PyData Tel Aviv 2025

Do You Want to Build a Snowman? Leveraging DBT, SQL and Python to Build Production Data Science Pipelines in Snowflake
2025-11-05 , Green
Language: English

As data scientists and analysts working in a data-led product team, we often found ourselves struggling to move our carefully crafted heuristics, insightful features, and promising machine learning models from initial experimentation into reliable, production-ready systems.

In this talk, I’ll share how we tackled this by building a scalable solution leveraging DBT and Snowflake.
This talk is meant for all data-oriented professions, and while a background in building data pipelines is helpful, it is not required to understand the talk.

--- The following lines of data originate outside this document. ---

PR #751, opened 2022-03-11
[CH] Add commit-msg hook

0xangelo:
This adds a commit linter via a `pre-commit` hook at the `commit-msg` stage. Install it with
```zsh
pre-commit install -t commit-msg
```
The [Conventional Commits](https://www.conventionalcommits.org/en/v1.0.0/) commit message standard is used.

### DIFF
--- a/frame/clearing-house/.pre-commit-config.yaml
+++ b/frame/clearing-house/.pre-commit-config.yaml
@@ -6,3 +6,9 @@ repos:
     entry: rustfmt --config skip_children=true --check
     language: system
     types: [rust]
+- repo: https://github.com/alessandrojcm/commitlint-pre-commit-hook
+  rev: v8.0.0
+  hooks:
+  - id: commitlint
+    stages: [commit-msg]
+    additional_dependencies: ['@commitlint/config-conventional']


frame/clearing-house/.pre-commit-config.yaml
```diff
@@ -6,3 +6,9 @@ repos:
     entry: rustfmt --config skip_children=true --check
     language: system
     types: [rust]
+- repo: https://github.com/alessandrojcm/commitlint-pre-commit-hook
+  rev: v8.0.0
+  hooks:
+  - id: commitlint
+    stages: [commit-msg]
+    additional_dependencies: ['@commitlint/config-conventional']
```
Cardosaum, line 14: Is it required to have internet access every time one would commit?
(How does this remote repo reference works?)

Cardosaum:
I'd like to suggest to add a new entry on Development Guidelines for Escher explaining that we are supposed to use Conventional Commits. Doing that we assure every new contributor knows the expected dev workflow.

0xangelo:
> I'd like to suggest to add a new entry on Development Guidelines for Escher explaining that we are supposed to use Conventional Commits. Doing that we assure every new contributor knows the expected dev workflow.

Sure thing! I'll update it in ClickUp after this

Cardosaum (approved):
The idea looks really good, thanks!

frame/clearing-house/.pre-commit-config.yaml
Cardosaum: Neat. Thanks for the info.

PR #752, opened 2022-03-11
Cleanup `Cargo.toml` files & add taplo step in CI

hussein-aitlahcen:
- cleanup `dev-dependencies` of most pallets, they don't require `default-features = false`
- format `.toml` files using [taplo](https://taplo.tamasfe.dev/)
- introduce a new taplo step in CI linters


benluelo (dismissed):

.taplo.toml
```diff
@@ -0,0 +1,30 @@
+include = ["Cargo.toml", "**/*.toml"]
+
+[formatting]
+# Align consecutive entries vertically.
+align_entries = true
```
cor, line 5: I'm not sure if I like this, as the reformating in order to preserve this property when adding new entries affects a lot of lines, making git diffs larger (so harder to see what changed)

benluelo: Personally, I think it's an OK trade-off for the readability benefits

hussein-aitlahcen: I think the giant diff is a bigger issue than having some part of the files aligned, I just used a default config and reverted it not to apply aligning.

cor (approved):
LGTM. Let's merge this, and if we observe that a formatting setting causes unwieldy diffs, then we can always revert that specific setting

benluelo (approved):

PR #767, opened 2022-03-15
CU-23v2xj9 Add code and tests for StableSwap pallet in Pablo.

vivekvpandya:
Add new PoolInitConfiguration enum in Pablo to be used as input for create() extrinsic.
Remove redundant pallet_balances from curve_amm and uniswap_v2 mocks.


hussein-aitlahcen:
Can we move the graphs under a `plot` directory? Probably `plot/stable, plot/constantproduct...`

frame/pablo/src/stable_swap.rs
```diff
@@ -0,0 +1,240 @@
...
+	traits::{CheckedAdd, Convert, One, Zero},
+	ArithmeticError, DispatchError, Permill,
+};
+
+use sp_std::ops::Mul;
+
+pub(crate) struct StableSwap<T>(PhantomData<T>);
+
+impl<T: Config> StableSwap<T> {
+	pub fn do_create_pool(
```
vimukthi-git, line 25: Should these functions be
```suggestion
        [#transactional]
	pub fn do_create_pool(
```
? Just asking, because I'm not sure about the behavior of this annotation in case of chained calls to functions that modify storage

frame/pablo/src/stable_swap.rs
```diff
@@ -0,0 +1,240 @@
...
+						protocol_fee,
+					}),
+				);
+				*pool_count = pool_id.safe_add(&T::PoolId::one())?;
+				Ok(pool_id)
+			})?;
+
+		Ok(pool_id)
+	}
+	fn get_invariant(
```
vimukthi-git, line 61: Nit
```suggestion

	fn get_invariant(
```
Is it not something part of the style?

frame/pablo/src/lib.rs
```diff
@@ -299,40 +346,302 @@ pub mod pallet {
...
+				(lp_fee, protocol_fee)
+			} else {
+				(T::Balance::zero(), T::Balance::zero())
+			};
+
+			let base_amount_excluding_fees = base_amount.safe_sub(&lp_fee)?;
+			Ok((base_amount_excluding_fees, quote_amount, lp_fee, protocol_fee))
+		}
+	}
+	impl<T: Config> Amm for Pallet<T> {
```
vimukthi-git, line 430: Nit
```suggestion

	impl<T: Config> Amm for Pallet<T> {
```

frame/pablo/src/stable_swap.rs
vimukthi-git: :+1: for the rename though

frame/pablo/src/lib.rs
```diff
@@ -299,40 +346,302 @@ pub mod pallet {
...
+			pool_id: T::PoolId,
+		) -> Result<PoolConfigurationOf<T>, DispatchError> {
 			Pools::<T>::get(pool_id).ok_or_else(|| Error::<T>::PoolNotFound.into())
 		}
 
 		pub(crate) fn account_id(pool_id: &T::PoolId) -> T::AccountId {
 			T::PalletId::get().into_sub_account(pool_id)
 		}
+
+		fn do_compute_swap(
```
vimukthi-git, line 404: Seems this belongs in the `stableswap.rs`?

frame/pablo/src/stable_swap.rs
vivekvpandya: I run cargo fmt, but I think that does not introduce new lines.

frame/pablo/src/lib.rs
vivekvpandya: it can be used across all DEXs, but can be specialized if all DEXs does not want to follow same maths for fees. Like in this case protocol_fee is % of lp_fee. (same as curve-amm). If we want something different in uniswap-v2 (like protocol_fee + lp_fee) is total fee then in future PR we can refactor this to have different specialized versions.

frame/pablo/src/stable_swap.rs
hussein-aitlahcen: As stated, it is transactional, meaning that it save the current storage state, execute the function and rollback if Err is returned

vivekvpandya: do_create_pool() in pablo/src/lib.rs has #[transactional] which calls this function so I think suggested change is not required.

vimukthi-git: @hussein-aitlahcen storage transaction part was clear, just that I was curious what the behavior was when there is a chained call. 
@vivekvpandya seems like the way it should work, but I wasn't sure.

vimukthi-git (approved):
LGTM

frame/pablo/src/stable_swap.rs
vimukthi-git: I see. May be you can also try `make style` to see if it works.

hussein-aitlahcen (approved):

PR #770, opened 2022-03-15
[cu-23v2xkb][Pablo] ConstantProductPool Integration

vimukthi-git:
- Integrate constant product pool dex(Uniswap) in to pallet-pablo

### DIFF
--- a/frame/pablo/src/lib.rs
+++ b/frame/pablo/src/lib.rs
@@ -50,7 +50,7 @@ pub mod pallet {
 	use crate::{stable_swap::StableSwap, uniswap::Uniswap, PoolConfiguration::ConstantProduct};
 	use codec::{Codec, FullCodec};
 	use composable_traits::{
-		currency::{CurrencyFactory, LocalAssets},
+		currency::CurrencyFactory,
 		defi::CurrencyPair,
 		dex::{Amm, ConstantProductPoolInfo, StableSwapPoolInfo},
 		math::{SafeAdd, SafeSub},
@@ -93,7 +93,7 @@ pub mod pallet {
 	type BalanceOf<T> = <T as Config>::Balance;
 	type AccountIdOf<T> = <T as frame_system::Config>::AccountId;
 	type PoolIdOf<T> = <T as Config>::PoolId;
-	pub type PoolConfigurationOf<T> =
+	type PoolConfigurationOf<T> =
 		PoolConfiguration<<T as frame_system::Config>::AccountId, <T as Config>::AssetId>;
 	type PoolInitConfigurationOf<T> = PoolInitConfiguration<<T as Config>::AssetId>;
 
@@ -450,10 +450,6 @@ pub mod pallet {
 			let base_amount = Self::get_exchange_value(pool_id, pair.base, quote_amount)?;
 			let base_amount_u: u128 = T::Convert::convert(base_amount);
 
-			// https://uniswap.org/whitepaper.pdf
-			// 3.2.1
-			// we do not inflate the lp for the owner fees
-			// cut is done before enforcing the invariant
 			let (lp_fee, protocol_fee) = if apply_fees {
 				let lp_fee = fee.mul_floor(base_amount_u);
 				// protocol_fee is computed based on lp_fee
@@ -679,16 +675,17 @@ pub mod pallet {
 					Ok(base_amount_excluding_fees)
 				},
 				ConstantProduct(constant_product_pool_info) => {
-					let (base_amount, quote_amount, lp_fees, owner_fees) = Self::do_compute_swap(
-						pool_id,
-						pair,
-						quote_amount,
-						true,
-						constant_product_pool_info.fee,
-						constant_product_pool_info.owner_fee,
-					)?;
+					let (base_amount, quote_amount_excluding_fees, lp_fees, owner_fees) =
+						Uniswap::<T>::do_compute_swap(
+							&constant_product_pool_info,
+							pool_account,
+							pair,
+							quote_amount,
+							true,
+						)?;
 					let total_fees = lp_fees.safe_add(&owner_fees)?;
-					let quote_amount_including_fees = quote_amount.safe_add(&total_fees)?;
+					let quote_amount_including_fees =
+						quote_amount_excluding_fees.safe_add(&total_fees)?;
 
 					ensure!(base_amount >= min_receive, Error::<T>::CannotRespectMinimumRequested);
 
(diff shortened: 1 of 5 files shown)


frame/pablo/src/uniswap.rs
```diff
@@ -0,0 +1,340 @@
...
+#[cfg(test)]
+mod tests {
+	use crate::mock::{new_test_ext, ALICE, BOB, BTC, USDT};
+	use composable_traits::{defi::CurrencyPair, dex::Amm};
+	use frame_support::assert_ok;
+	use sp_arithmetic::Permill;
+
+	#[test]
+	fn test() {
+		new_test_ext().execute_with(|| {});
```
vimukthi-git, line 338: TODO

frame/pablo/src/lib.rs
```diff
@@ -56,13 +60,14 @@ pub mod pallet {
...
 		StableSwap(StableSwapPoolInfo<AccountId, AssetId>),
+		ConstantProduct(ConstantProductPoolInfo<AccountId, AssetId>),
 	}
 
 	type AssetIdOf<T> = <T as Config>::AssetId;
 	type BalanceOf<T> = <T as Config>::Balance;
 	type AccountIdOf<T> = <T as frame_system::Config>::AccountId;
 	type PoolIdOf<T> = <T as Config>::PoolId;
-	type PoolOf<T> =
+	pub type PoolConfigurationOf<T> =
```
vimukthi-git, line 70: Minor rename @vivekvpandya

frame/pablo/src/lib.rs
```diff
@@ -324,10 +360,19 @@ pub mod pallet {
 					Self::deposit_event(Event::PoolCreated { pool_id, owner: pool.owner.clone() });
 					Ok(pool_id)
 				},
+				PoolConfiguration::ConstantProduct(constant_product_pool_info) =>
+					Uniswap::<T>::do_create_pool(
```
vimukthi-git, line 364: Uniswap module can be called in the relevant places including the Pallet AMM impl functions

vimukthi-git:
What's left: Need to fix some tests still

frame/pablo/src/lib.rs
```diff
@@ -122,6 +130,28 @@ pub mod pallet {
 			/// Amount of minted lp tokens.
 			mint_amount: T::Balance,
 		},
+		/// Liquidity added into the pool `T::PoolId`.
```
vivekvpandya, line 133: Do we need this change?

frame/pablo/src/lib.rs
```diff
@@ -412,6 +450,10 @@ pub mod pallet {
 			let base_amount = Self::get_exchange_value(pool_id, pair.base, quote_amount)?;
 			let base_amount_u: u128 = T::Convert::convert(base_amount);
 
+			// https://uniswap.org/whitepaper.pdf
```
vivekvpandya, line 453: I think reference to uniswa-paper is not required here. Please also note that if we want to compute fees differently for `Curve` and `Uniswap` we can specialize that part with a new function like `compute_fee()`. If current code is fine then `Uniswap-v2` 's test related to fees should fail and expected values will be required to be adjusted.

frame/pablo/src/lib.rs
```diff
@@ -122,6 +130,28 @@ pub mod pallet {
...
+		LiquidityAddedToLiquidityBootstrappingPool {
+			/// Pool id to which liquidity added.
+			pool_id: T::PoolId,
+			/// Amount of base asset deposited.
+			base_amount: T::Balance,
+			/// Amount of quote asset deposited.
+			quote_amount: T::Balance,
+		},
+		/// Liquidity added into the pool `T::PoolId`.
+		LiquidityAddedToConstantProductPool {
```
vivekvpandya, line 143: LiquidityAdded events for ConstantProduct and StableSwap are same. And LBP can also use that same event without any issue.

frame/pablo/src/lib.rs
```diff
@@ -592,7 +678,53 @@ pub mod pallet {
...
+				ConstantProduct(constant_product_pool_info) => {
+					let (base_amount, quote_amount, lp_fees, owner_fees) = Self::do_compute_swap(
+						pool_id,
+						pair,
+						quote_amount,
+						true,
+						constant_product_pool_info.fee,
+						constant_product_pool_info.owner_fee,
+					)?;
+					let total_fees = lp_fees.safe_add(&owner_fees)?;
```
vivekvpandya, line 690: this is contradicting to do_compute_swap(), as noted if we want we can specialize fee computation method.

frame/pablo/src/lib.rs
```diff
@@ -75,21 +76,28 @@ pub mod pallet {
...
 		StableSwap(StableSwapPoolInfo<AccountId, AssetId>),
+		ConstantProduct(ConstantProductPoolInfo<AccountId, AssetId>),
 	}
 
 	type AssetIdOf<T> = <T as Config>::AssetId;
 	type BalanceOf<T> = <T as Config>::Balance;
 	type AccountIdOf<T> = <T as frame_system::Config>::AccountId;
 	type PoolIdOf<T> = <T as Config>::PoolId;
-	type PoolConfigurationOf<T> =
+	pub type PoolConfigurationOf<T> =
```
vivekvpandya, line 96: Is this `pub` required ?

vimukthi-git: Good catch, it was from an earlier version

frame/pablo/src/lib.rs
vimukthi-git: Idea is to keep it this way till reach cu-23v2y3n

frame/pablo/src/lib.rs
vimukthi-git: I was using this while trying to understand this function if it's the same as what uniswap has, IMO we need to move this function to `stable_swap.rs` as the logic is specific to that.

frame/pablo/src/lib.rs
vimukthi-git: Yes, got a bit confused by `do_compute_swap` function in this file.

frame/pablo/src/lib.rs
vimukthi-git: fixed

frame/pablo/src/lib.rs
vimukthi-git: fixed

vivekvpandya: so basically we want to specialize dp_compute_swap(). Okay then in next PR I will create it in stable_swap.

frame/pablo/src/lib.rs
vivekvpandya: This change does not bring in LBP to pablo. So perhaps we can remove `LiquidityAddedToLiquidityBootstrappingPool` and just have `LiquidityAdded` which is used for both StableSwap and Uniswap

vivekvpandya (dismissed):

vivekvpandya (approved):

Issue #772, opened 2022-03-16
bonded-finance: Dali and Picasso runtime configuration mismatch with technical specification


CodeanIO:
**Rating: None**

# Description
Several types are differently configured then specified in the technical specifications for both the `dali` and `picasso` runtime.

- `BondOfferId` has type `u64` while the specifications allow `u64` or `u128`
- `AdminOrigin` has type `EnsureRoot<AccountId>` instead of `RootOrHalfCouncil`
- `MinReward` has type 10 or 100 times PICA balance instead of `Get<Balance>`
- `Stake` has type 10 PICA balance instead of `Get<Balance>`
- `Duration` is not configurable but is specified in the technical specifications

https://github.com/ComposableFi/composable/blob/35ec6680d07c08c207f8b3b0dc349cc8163000f1/runtime/dali/src/lib.rs#L830-L830

https://github.com/ComposableFi/composable/blob/35ec6680d07c08c207f8b3b0dc349cc8163000f1/runtime/picasso/src/lib.rs#L745-L745

https://github.com/ComposableFi/composable/blob/35ec6680d07c08c207f8b3b0dc349cc8163000f1/runtime/dali/src/lib.rs#L825-L825

https://github.com/ComposableFi/composable/blob/35ec6680d07c08c207f8b3b0dc349cc8163000f1/runtime/dali/src/lib.rs#L831-L831

https://github.com/ComposableFi/composable/blob/35ec6680d07c08c207f8b3b0dc349cc8163000f1/runtime/dali/src/lib.rs#L826-L826

https://github.com/ComposableFi/composable/blob/35ec6680d07c08c207f8b3b0dc349cc8163000f1/runtime/picasso/src/lib.rs#L740-L740

https://github.com/ComposableFi/composable/blob/35ec6680d07c08c207f8b3b0dc349cc8163000f1/runtime/picasso/src/lib.rs#L741-L741

https://github.com/ComposableFi/composable/blob/35ec6680d07c08c207f8b3b0dc349cc8163000f1/runtime/picasso/src/lib.rs#L746-L746

# Impact
There does not appear to be a concrete security-related impact, and some of the types are conceptually the same. Nevertheless, assumptions based on these types might be violated.

# Recommendation
We recommend making sure that the type definitions and technical specification match, in order to avoid confusion.

---

**Disclaimer:**
[...]

Issue #771, opened 2022-03-16
bonded-finance: Missing check for wrapping of BondOfferId


CodeanIO:
**Rating: Low**

# Description
The `do_offer` function in `frame/bonded-finance/src/lib.rs` uses the `.next()` method of `BondOfferId` in order to increment the stored `BondOfferCount`, thereby generating a new, unique ID.

The implementation of `.next()` as defined by the `WrappingNext` trait, specifies that the caller must ensure that the value does not *wrap*. Specifically, `saturating_add` is used, which will repeat the maximum value upon pending overflow.

However, in this case, the result is not checked, at the call-site of `next`.

https://github.com/ComposableFi/composable/blob/35ec6680d07c08c207f8b3b0dc349cc8163000f1/frame/bonded-finance/src/lib.rs#L288-L291

https://github.com/ComposableFi/composable/blob/35ec6680d07c08c207f8b3b0dc349cc8163000f1/frame/composable-traits/src/math.rs#L46-L47

https://github.com/ComposableFi/composable/blob/35ec6680d07c08c207f8b3b0dc349cc8163000f1/frame/bonded-finance/src/lib.rs#L147-L147

# Impact
After generating 2^64 bond offers, this will result in the same `offer_id` value being used for multiple bond offers. This violates some implicit assumptions, and causes assets for multiple bond offers to be combined into one bond offer account.

In practice however, this is an infeasible limit, so the impact is minimal. In case the underlying type is ever changed to a smaller one, this could however become a practical issue.

# Recommendation
We recommend adding a wrapping check at the call-site of `offer_id.next()`.

---

**Disclaimer:**
This vulnerability was found using a combination of code-review and limited penetration testing. The final impact may depend on the larger (production) environment. The above recommendation is included to help mitigate or resolve this issue, but may not necessarily be a complete or final solution.

hussein-aitlahcen:
Fixed by #775

PR #775, opened 2022-03-16
Rework vesting origin & audit fixes

### LINKED ISSUE #773: bonded-finance: Comment (assumption) does not match reality
**Rating: None**

# Description
A comment inside the `do_bond` function in `frame/bonded-finance/src/lib.rs` contains an incorrect description of a previously applied constraint.

The comment indicates that `nb_of_bonds < offer.nb_of_bonds` holds, while in fact, `nb_of_bonds <= offer.nb_of_bonds` holds.

https://github.com/ComposableFi/composable/blob/35ec6680d07c08c207f8b3b0dc349cc8163000f1/frame/bonded-finance/src/lib.rs#L369-L370

https://github.com/ComposableFi/composable/blob/35ec6680d07c08c207f8b3b0dc349cc8163000f1/frame/bonded-finance/src/lib.rs#L322-L322

# Impact
This does not have a security impact, as the error is in a comment.

Nevertheless, the comment could mislead a future developer about the applied constraint.

# Recommendation
We recommend changing the comment to match the previously applied constraint, in order to prevent future confusion.

---

**Disclaimer:**
This vulnerability was found using a combination of code-review and limited penetration testing. The final impact may depend on the larger (production) environment. The above recommendation is included to help mitigate or resolve this issue, but may not necessarily be a complete or final solution.

hussein-aitlahcen:
This PR must fix #773 #772 #771 

I also modified the Vesting pallet not to use the `origin` account as source account for the transfer.
This allow us to define the `RootOrHalfCouncil` as `VesterTransferOrigin` in the runtimes.
Cross-pallet call is still permisionless.

This PR also remove the usage of `self` in `CurrencyId` to allow us to represent amounts without confusion (A unit of any currency was previously defined as `CurrencyId.PICA.unit()` while it is now represented as `CurrencyId::unit()` as all currencies are normalized to the same number of decimals within our system.

### DIFF
--- a/frame/bonded-finance/src/lib.rs
+++ b/frame/bonded-finance/src/lib.rs
@@ -72,7 +72,7 @@ pub mod pallet {
 	use composable_support::validation::Validated;
 	use composable_traits::{
 		bonded_finance::{BondDuration, BondOffer, BondedFinance, ValidBondOffer},
-		math::{SafeAdd},
+		math::SafeAdd,
 		vesting::{VestedTransfer, VestingSchedule, VestingWindow::BlockNumberBased},
 	};
 	use frame_support::{
@@ -87,7 +87,7 @@ pub mod pallet {
 	use scale_info::TypeInfo;
 	use sp_runtime::{
 		helpers_128bit::multiply_by_rational,
-		traits::{AccountIdConversion, BlockNumberProvider, Convert, Zero, One},
+		traits::{AccountIdConversion, BlockNumberProvider, Convert, One, Zero},
 		ArithmeticError,
 	};
 	use sp_std::fmt::Debug;
@@ -156,8 +156,8 @@ pub mod pallet {
 			+ Eq
 			+ Debug
 			+ Zero
-      + SafeAdd
-      + One
+			+ SafeAdd
+			+ One
 			+ FullCodec
 			+ MaxEncodedLen
 			+ TypeInfo;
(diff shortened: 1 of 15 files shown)


frame/crowdloan-rewards/src/lib.rs
```diff
@@ -114,7 +114,7 @@ pub mod pallet {
 	pub enum Error<T> {
 		NotInitialized,
 		AlreadyInitialized,
-		InvalidInitializationBlock,
+		BackToTheFuture,
```
benluelo, line 117: nice

benluelo (approved):

frame/bonded-finance/src/lib.rs
```diff
@@ -312,10 +312,12 @@ pub mod pallet {
...
 		) -> Result<T::BondOfferId, DispatchError> {
-			let offer_id = BondOfferCount::<T>::try_mutate(|offer_id| -> Result<T::BondOfferId, DispatchError> {
-				*offer_id = offer_id.safe_add(&T::BondOfferId::one())?;
-				Ok(*offer_id)
-			})?;
+			let offer_id = BondOfferCount::<T>::try_mutate(
+				|offer_id| -> Result<T::BondOfferId, DispatchError> {
+					*offer_id = offer_id.safe_add(&T::BondOfferId::one())?;
+					Ok(*offer_id)
+				},
```
benluelo, line 319: Perhaps somewhat unrelated to this PR, but we use this "try increment storage" pattern a lot, maybe we could extract it to a helper function in `composable-helpers`?

hussein-aitlahcen: I think it's pretty fair to extract that, yes

vimukthi-git (approved):
LGTM

PR #785, opened 2022-03-20
CU-28yy29e Simplify multi_existential_deposits function

andor0:


ComposableFiB0t:
Task linked: [CU-28yy29e Simplify multi_existential_deposits function](https://app.clickup.com/t/28yy29e)

runtime/common/src/lib.rs
```diff
@@ -180,11 +180,8 @@ pub fn multi_existential_deposits(_currency_id: &CurrencyId) -> Balance {
 
 #[cfg(not(feature = "runtime-benchmarks"))]
 pub fn multi_existential_deposits(currency_id: &CurrencyId) -> Balance {
-	match *currency_id {
-		CurrencyId::PICA => NativeExistentialDeposit::get(),
-		id => PriceConverter::get_price_inverse(id, NativeExistentialDeposit::get())
-			.unwrap_or(Balance::MAX), // TODO: here DEX call to pemissioned markets should come
-	}
+	PriceConverter::get_price_inverse(*currency_id, NativeExistentialDeposit::get())
```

The journey from a data science prototype to a productionized system can be fraught with challenges, including version control, reliable deployment, and integrating complex logic. This talk addresses these critical pain points by demonstrating how DBT, Python and Snowflake provide a cohesive framework for building reliable and maintainable data pipelines.

This solution gives us the best of both worlds:

  1. Allowed us to both easily define complex machine learning pipelines by harnessing Python's power directly within Snowflake
  2. Empowered our less technical analysts to contribute significantly by defining SQL-based heuristics
    All while providing a reliable way to implement programming best practices for our data assets.

In this session, I’ll show a real-world case study, showcasing how we used these technologies in combination with commonly used tools (like Github CI/CD and Airflow) to overcome the struggles we faced along the way and convert our legacy scripts and notebooks into a fully functional ML system.
This talk is meant for all data professions - data scientists, data engineers, and analytics managers who are looking for practical solutions to operationalize data science outputs.

Attendees will leave with a clear understanding of the architectural patterns and practical steps required to implement a similar solution within their organizations, transforming their data science outputs into reliable, production-grade assets.

This talk will explore how this solution enables:

  1. Robust Programming Best Practices for Data: Learn how DBT brings software engineering principles like version control (Git), CI/CD, modularity, and comprehensive testing to data transformations, ensuring data quality and reproducibility.

  2. Unleashing Python in Snowflake & Smart Orchestration: Discover how Snowflake's support for Docker and Python allows for the direct execution of sophisticated data science logic—from custom feature engineering to model inference—within the data warehouse, all orchestrated by popular tools like Airflow.

  3. Empowering SQL-Savvy Analysts: Understand how this setup empowers analysts with less technical programming knowledge to contribute significantly by writing SQL-based heuristics, fostering a more inclusive and efficient data team where diverse skill sets can thrive.


Prior Knowledge Expected:

No previous knowledge expected

I am a data scientist with a strong background in software engineering and system development, currently helping protect Web3 as a DS in Blockaid.

I'm passionate for solving real-world problems through machine learning, big data technologies, and algorithm development, and have a proven track record of taking data-oriented projects from ideation to production in various fields.